В страхах Шан Яна нетрудно разглядеть зерно политического здравомыслия. Всякий развитый ум в высшей степени независим, что не обещает ничего хорошего сколько-нибудь крупным государственным образованиям, где определяющий стиль управления с необходимостью безличен и требует механической дисциплины подданных. В самом деле, за единственным исключением Египетской “сверхцивилизации” (как стали называть ее в последнее время), вплоть до эпохи глубокого кризиса античных культур, обусловившей создание Римской империи на Западе и объединение Китая на Востоке (происшедшее кстати по рецептам того же Шан Яна, учившего, как оболванить и развратить народ, – к вящей мощи государства), единственным островом относительно длительной политической стабильности остается город-государство, где подавляющее большинство граждан лично знают друг друга.

Укоренилась пошлость, что личность никогда-де не была развита на Востоке. Но даже в Китае, во все эпохи, в сравнение с современными ему культурами, самом просоциальном, у величайшего его социального мыслителя Конфуция ученый – “не подданный” (6)! Кто из солидных интеллектуалов современного кичащегося своим индивидуализмом Запада решился бы заявить принародно подобную дерзость?! Замечено Западными культурологами, что “в основании современной демократии лежит уникальный дисциплинированный индивидуализм германских народов” – и, поверьте свидетелю, прожившему на Западе долгие годы, – это в самом деле уникально дисциплинированный – и удручающе конформистский, по меньшей мере в последние десятилетия, – “индивидуализм”.

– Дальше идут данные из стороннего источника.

PR #1794, opened 2025-11-24
Feature/improve server config non privacy safe setting handling

schroda:


AndroidCompat/Config/src/main/java/xyz/nulldev/ts/config/ConfigManager.kt
```diff
@@ -178,6 +178,23 @@ open class ConfigManager {
         userConfigFile.writeText(newUserConfigDoc.render())
         getUserConfig().entrySet().forEach { internalConfig = internalConfig.withValue(it.key, it.value) }
     }
+
+    fun getRedactedConfig(nonPrivacySafeKeys: List<String>): Config {
+        val entries =
+            config.entrySet().associate { entry ->
+                val key = entry.key
+                val value =
+                    if (nonPrivacySafeKeys.contains(key.split(".")[1])) {
```
Syer10: Would this work? It should prevent potential issues.
```suggestion
                    if (nonPrivacySafeKeys.any { key.split(".").getOrNull(1) == it }) {
```

Syer10 (approved):

PR #1869, opened 2026-01-23
Prevent subpath injection with disabled setting

schroda:


renjfk:
This seems to have broken the subpath feature completely.

schroda:
> This seems to have broken the subpath feature completely.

Благоговея перед античностью и проповедуя в интеллигентном, в своих лучших проявлениях, 19 веке восстановление ее идеала гармонии духовной и телесной мощи, Ницше обнаружил тем катастрофический отрыв от духа времени, в котором он жил. “Сила есть – ума не надо” – первый ключ к психофизиологии патриархата-2. В политическом словаре нашего времени выражение “сильный человек” однозначно относят к солдафону и реакционеру – и так оно употреблялось даже в ура-оптимистических в общей оценке политической динамики века советских СМИ. В обиходе не одной только интеллигенции слова “спортсмен” и “атлет” ассоциируются с интеллектуальной тупостью – и это тем отчетливей выражено, чем утонченней культура данной страны или ее региона. В самом деле, спортивные боссы Советского Союза пытались даже одно время отлучить от своей кормушки шахматистов – находившихся тогда на недосягаемом для иностранных конкурентов уровне! – как элементы чуждые и подозрительные.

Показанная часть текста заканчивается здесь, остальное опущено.